Others at the forum said their problem is keeping the desktop clear of third-party devices that people bring to work, such as MP3 players or adding an EVOD card to the company-issued laptop so they can tap into a wireless network no matter where they are.

"It's really about user education," said Bob Blythe, World Wrestling Entertainment Inc.'s director of information technology. "If you talk with [users] one on one, they're usually pretty good about [clutter]." The WWE has about 500 seats.

Joanne Kossuth, chief information officer and associate vice president of development at Franklin W. Olin College of Engineering in Needham, Mass., has a fully converged network, which she helped design. The school is fairly young, with its first graduating class graduating this past spring.
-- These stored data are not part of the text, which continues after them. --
PR #5637, opened 2025-06-05
chore: Explicitly depend on xyz_derive crates

martin-g:
# Pull Request

## Related issue
N/A

## What does this PR do?
This improves the full build time by building both xyz and xyz_derive crates in parallel.
By using a feature the `xyz`'s build will need to wait for `xyz_derive`'s build.

The incremental build times should not be affected.

Suggested-at: https://github.com/serde-rs/serde/issues/2907#issuecomment-2936782977


martin-g:
`cargo clean && time cargo build` on my dev machine:

Before:
Run 1
```
________________________________________________________
Executed in  343.09 secs    fish           external
   usr time   16.33 mins  865.00 micros   16.33 mins
   sys time    1.54 mins  950.00 micros    1.54 mins
```
Run 2
```
Executed in  341.28 secs    fish           external
   usr time   16.24 mins  630.00 micros   16.24 mins
   sys time    1.56 mins  890.00 micros    1.56 mins

```

After:

Run 1
```
________________________________________________________
Executed in  306.80 secs    fish           external
   usr time   15.97 mins  621.00 micros   15.97 mins
   sys time    1.50 mins  886.00 micros    1.50 mins
```
Run 2
```
________________________________________________________
Executed in  295.44 secs    fish           external
   usr time   15.23 mins    0.87 millis   15.23 mins
   sys time    1.46 mins    1.93 millis    1.46 mins

```

crates/fuzzers/src/bin/fuzz-indexing.rs
```diff
@@ -18,10 +18,10 @@ use milli::Index;
 use serde_json::Value;
 use tempfile::TempDir;
 
-#[derive(Debug, Arbitrary)]
+#[derive(Debug, derive_arbitrary::Arbitrary)]
```
irevoire: Is this really useful?
We're building the derive crate only once so we can use the derive version or the re-exported version the same and it should work right? 🤔

martin-g: Here is how it breaks with the old/current code:
```
error[E0433]: failed to resolve: could not find `Arbitrary` in `arbitrary`
  --> crates/fuzzers/src/bin/fuzz-indexing.rs:21:28
   |
21 | #[derive(Debug, arbitrary::Arbitrary)]
   |                            ^^^^^^^^^ could not find `Arbitrary` in `arbitrary`

error[E0599]: the function or associated item `arbitrary` exists for array `[Batch; 5]`, but its trait bounds were not satisfied
   --> crates/fuzzers/src/bin/fuzz-indexing.rs:79:49
    |
22  | struct Batch([Operation; 5]);
    | ------------ doesn't satisfy `Batch: Arbitrary<'_>`
...
79  |                     let batches = <[Batch; 5]>::arbitrary(&mut data).unwrap();
    |                                                 ^^^^^^^^^ function or associated item cannot be called on `[Batch; 5]` due to unsatisfied trait bounds
    |
    = note: the following trait bounds were not satisfied:
            `Batch: Arbitrary<'_>`
            which is required by `[Batch; 5]: Arbitrary<'_>`
note: the trait `Arbitrary` must be implemented
   --> /home/martin/.cargo/registry/src/index.crates.io-1949cf8c6b5b557f/arbitrary-1.4.1/src/lib.rs:163:1
    |
163 | pub trait Arbitrary<'a>: Sized {
    | ^^^^^^^^^^^^^^^^^^^^^^^^^^^^^^
```

Since the `derive` feature is not enabled for the `arbitrary` crate some of its exports are not reachable:
- https://github.com/rust-fuzz/arbitrary/blob/334351140a0dcea63bc28dd5c57fab19762f6b1d/src/lib.rs#L35-L36
- https://github.com/rust-fuzz/arbitrary/blob/334351140a0dcea63bc28dd5c57fab19762f6b1d/derive/src/lib.rs#L19

irevoire: Aaah, yes, my bad, I didn't notice you also removed the feature.
Then, an additional question: shouldn't we be able to keep the derive feature in arbitrary and still get the compile time improvement because cargo can start compiling it before it takes on arbitrary (and then when arbitrary arrives, if it's already compiled, then there is nothing to do)?

martin-g: This should work too, I think!
Let me try it!

martin-g: Unfortunately this way the benefit is gone.

Run 1:
```
________________________________________________________
Executed in  330.66 secs    fish           external
   usr time   15.33 mins    1.15 millis   15.33 mins
   sys time    1.47 mins    0.04 millis    1.47 mins
```

Run 2:
```
________________________________________________________
Executed in  332.93 secs    fish           external
   usr time   15.46 mins    1.25 millis   15.46 mins
   sys time    1.49 mins    0.07 millis    1.49 mins
```

I have pushed the [change](https://github.com/meilisearch/meilisearch/pull/5637/commits/0effbe5e0322a1677d55f969c45a970d1545960c) for review but I think it should be reverted if this PR is going to be merged.

irevoire: Oooh that's so strange 😲

martin-g:
`cargo build --timings` produces the following (`compile-serde-derive-in-parallel` branch):

meili-cargo-build-timings

`serde_derive` is the first `derive` crate at position 52 with 4.9secs.

martin-g:
I am closing this PR for now.
If there is an interest to explore more we will reopen it!

PR #5660, opened 2025-06-12
Searchable fields aren't indexed when I add and remove them out of filterableAttributes

### LINKED ISSUE #5650: Searchable fields aren't indexed when I add and remove them out of filterableAttributes
**Describe the bug**
The searchable attributes on existing documents doesn't be indexed when I add and remove the same fields to list of filter attributes.

**To Reproduce**
1. Create index "products" with two fields: id (primary key) and name.
2. Add documents.
3. Perform a search for "product" text and everything is work.
4. Add the field "name" to list of filterable attributes and then remove it.
5. Perform a search for "product" text and see no results, although the field "name" is still a searchable field.

**Expected behavior**
The searchable fields don't be affected when I add and remove the same field to list of filterable attributes.

**Screenshots**
[Video](https://drive.google.com/file/d/1SlSKtsFVE0mopHjGk-W9DQBjP5om7oJE/view?usp=sharing)

**Meilisearch version:**
v1.14.0 - current

**Additional context**
- `searchableAttributes = ["*"] or ["name"]` also produces same results.

ManyTheFish:
# Pull Request

## Related issue
Fixes #5650

## What does this PR do?
- add a test reproducing the bug
- Skip indexing on settings update when possible,

> when removing a field from the filterable settings,
this will trigger a reindexing of the negative version of the document,
which removes the document from the searchable as well because the field was considered removed.

### DIFF
--- a/crates/meilisearch/tests/search/mod.rs
+++ b/crates/meilisearch/tests/search/mod.rs
@@ -2086,3 +2086,76 @@ async fn test_exact_typos_terms() {
     )
     .await;
 }
+
+#[actix_rt::test]
+async fn simple_search_changing_unrelated_settings() {
+    let server = Server::new_shared();
+    let index = server.unique_index();
+
+    let documents = DOCUMENTS.clone();
+    let (task, _status_code) = index.add_documents(documents, None).await;
+    index.wait_task(task.uid()).await.succeeded();
+
+    index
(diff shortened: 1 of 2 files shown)


irevoire (approved):
Thank you 🚗 🥇

PR #5661, opened 2025-06-12
Describe embedder settings in GH-flavored markdown

dureuill:
This allows to have a readable summary of all embedder settings generated from a single source of truth.

Can be linked to in the documentation, internal discussions, etc.

- Add meta information to embedder settings in `milli`
- Add a `milli` binary to format the meta information as a GH-flavored Markdown file.
- Add the output in the sources of the binary.

[Rendered](https://github.com/meilisearch/meilisearch/blob/71b5afa23bef92085db6b0303aa9e023990f80a7/docs/embedder_settings.md)


crates/milli/src/vector/settings.rs
```diff
@@ -1150,6 +1157,159 @@ impl MetaEmbeddingSetting {
...
+            Headers => "Additional headers to send to the remote embedder.",
+            SearchEmbedder => "Embedder settings for the embedder used at search time.",
+            IndexingEmbedder => "Embedder settings for the embedder used at indexing time.",
+            Distribution => "Affine transformation applied to the semantic score to make it more comparable to the ranking score.",
+            BinaryQuantized => r#"
+Whether to binary quantize the embeddings of this embedder.
+
+Binary quantized embeddings are smaller than regular embeddings, which improves
+disk usage and retrieval speed, at the cost of relevancy.
+            "#,
```
irevoire, line 1205: Maybe not the best sentence, but I think we should specify again that changing this parameter is a destructive operation, as it looks like a "simple trick you should try"

```suggestion
            BinaryQuantized => r#"
Whether to binary quantize the embeddings of this embedder.

Binary quantized embeddings are smaller than regular embeddings, which improves
disk usage and retrieval speed, at the cost of relevancy. Once enabled, it alters your vectors and cannot be disabled.
            "#,
```

crates/milli/src/vector/settings.rs
```diff
@@ -1150,6 +1157,159 @@ impl MetaEmbeddingSetting {
...
+    }
+
+    pub fn default_value(&self) -> &'static str {
+        use MetaEmbeddingSetting::*;
+        match self {
+            Source => r#""openAi""#,
+            Model => {
+                r#"
+- For source `openAi`, defaults to "text-embedding-3-small"
+- For source `huggingFace`, defaults to "BAAI/bge-base-en-v1.5"
```
irevoire, line 1240: Shouldn't we define a const holding these values, just to be sure we don't forget about it?
Or is it something that openAI decides on their side?

crates/milli/src/vector/settings.rs
```diff
@@ -1150,6 +1157,159 @@ impl MetaEmbeddingSetting {
...
+            "#
+            }
+            Revision => {
+                r#"
+- When `model` is set to default, defaults to "617ca489d9e86b49b8167676d8220688b99db36e"
```
irevoire, line 1245: Same question here

crates/milli/src/vector/settings.rs
```diff
@@ -1150,6 +1157,159 @@ impl MetaEmbeddingSetting {
...
+            IndexingEmbedder => ReindexOutcome::ReindexSometimes(
+                r#"
+- Embedding are regenerated when the setting modified in the indexing embedder require regeneration.
+            "#,
+            ),
+            Distribution => ReindexOutcome::NeverReindex,
+            BinaryQuantized => ReindexOutcome::ReindexSometimes(
+                r#"
+- Embeddings are not regenerated, but the binary quantization takes time during indexing.
+            "#,
```
irevoire, line 1309: Or maybe the comment I left on the bq above should be written here, it seems more appropriate 🤔

irevoire (changes requested):
Hey almost good I just had a few questions 😁 

Also, I find the place `milli/src/bin` a bit strange, wouldn't it make more sense to do a new crate? (and help compile time, not sure?)
I think I was kinda expecting that we would do a "doc" crate that contains both the codes, the "src", and all the expanded markdown if we add some one day.

Other question but -> what would be the process to keep the markdown updated? Should we run your binary in the CI and compare both file?
Or just tell ourselves to check it right before each release?

dureuill:
hey @irevoire 

where should the docs crate live?

1. in `crates/docs` (hard to find, but consistent with other crates)
2. in `docs` (easy to find, but inconsistent with other crates)

thanks for the review 👍

irevoire:
I think I  would shove it in `crates/docs`.
That's also where meilitools lives, it makes sense to me but I can be wrong 🤔

guimachiavelli:
Hi folks—we briefly discussed this during a squad meeting and were wondering who are we targeting with this? Are we addressing a customer complaint, or is this going to make it easier to provide proper support to paying customers?

dureuill:
Hi!

> who are we targeting with this?

internal docs. The need was reported internally.

> Are we addressing a customer complaint

No, the target was to make it easier to implement the Cloud frontend.

dureuill:
closing old PR

PR #6340, opened 2026-04-15
Normalize before filter

### LINKED ISSUE #6335: String comparisons with `>` yielding false positives
**Describe the bug**
Create an index with a filterable field, insert strings into it and then search with `>` on that field. The search results produce unexpected values.

**To Reproduce**
Start a Meilisearch and run the following script; observe that two records are returned even though the filter should only return one.

```
MEILI_HOST="http://localhost:7700"
INDEX_NAME="movies"

echo "Creating index..."
curl -X POST "$MEILI_HOST/indexes" \
  --json '{ "uid": "movies", "primaryKey": "id"}'

echo -e "\nSetting filterable attribute..."
curl -X PUT "$MEILI_HOST/indexes/movies/settings/filterable-attributes" \
  --json '[ "released" ]'

echo -e "\nAdding documents..."
curl -X POST "$MEILI_HOST/indexes/movies/documents" \
  --json '[
    {
      "id": 1,
      "title": "Inception",
      "released": "2026-01-01T00:00:00"
    },
    {
      "id": 2,
      "title": "The Dark Knight",
      "released": "2026-01-01T01:02:03"
    }
  ]'

echo -e "\nDone."

sleep 2

echo -e "This query should only return \"The Dark Knight\":"


curl $MEILI_HOST/indexes/movies/search --json '{"filter": "released > \"2026-01-01T01:00:00\""}'

```

**Expected behavior**
Only "The Dark Knight" should be a search result.

**Meilisearch version:**
1.42.1 (but also in 1.23.0)

**Additional context**
Doesn't seem to be architecture dependent. Negating the search negates the search results.

dureuill:
## Related issue

Fixes #6335 

# Changelog

Fixes a bug where string facet values appearing in `<, <=, >, >=` and `IN` filters where not normalized before comparison to facet values.

This would cause some values in document (e.g. `2026-01-01T00:00:00`) to appear to be higher than their filter counterpart, due to being normalized (e.g. like `2026-01-01t00:00:00`). 

Thanks to @njaard for [reporting the issue](https://github.com/meilisearch/meilisearch/issues/6335) :heart: 

# Implementation

- Normalize before passing the value to facet range search
- Add test that fails before the fix and passes after the fix.

Maintainability note: Such bugs could be prevented in the future by reifying "(hyper)normalized" values as dedicated types rather than using Strings and manually maintaining their invariants. Had the bounds accepted a `NormalizedStr<'a>` instead of a `&'a str`, the bug would not have been written in the first place.

## Generative AI tools

### DIFF
--- a/crates/meilisearch/tests/search/filters.rs
+++ b/crates/meilisearch/tests/search/filters.rs
@@ -1170,3 +1170,53 @@ async fn vector_filter_regenerate() {
     }
     "###);
 }
+
+#[actix_rt::test]
+async fn issue_6335() {
+    test_settings_documents_indexing_swapping_and_search(
+        &NESTED_DOCUMENTS,
+        &json!({"filterableAttributes": [{"attributePatterns": ["cattos"],
+        "features": {
+                  "facetSearch": false,
+                  "filter": {"equality": true, "comparison": true}
+        }}]}),
+        &json!({
+            "filter": "cattos < pestiféré"
+        }),
+        |response, code| {
+            snapshot!(code, @"200 OK");
+            snapshot!(json_string!(response["hits"]), @r#"
+            [
+              {
+                "id": 750,
+                "father": "romain",
+                "mother": "michelle",
+                "cattos": [
+                  "enigma"
+                ]
+              },
+              {
+                "id": 951,
+                "father": "jean-baptiste",
+                "mother": "sophie",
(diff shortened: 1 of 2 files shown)


ManyTheFish (approved):
Nice catch! 👍 

LGTM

Providing a network that allows faculty and students to collaborate with each other, as well as those in other universities, is a lot of work. The students and faculty demand a lot of openness in such a system, but the IT department must always think of the security issues involved and communicate those concerns well to staff and students.

Andrew Baker, Warner Music Group's director of network services and security, spends a lot of his time educating others in the company about the need for security. IT managers may be weighing several projects, so it's imperative that they understand its importance, he said.

In New Haven, Conn., Tom Keogh, The United Illuminating Co.'s information consultant, has his plate full with his usual compliance work. The utility is a publicly traded company but on cyber-security standards that are being imposed on public utilities. And there is an upcoming round of new computers and software, which Keogh said will not be Microsoft's Vista.

Perhaps the biggest challenge for all IT network security professionals is keeping their networks safe while providing employees with remote access through devices that help them remain productive.

"The days of locking down all the desktops, having no extended networks and no computers leaving the building are over," Pantas said. "You're never going to close all the risk. You just have to be realistic about the risks you take."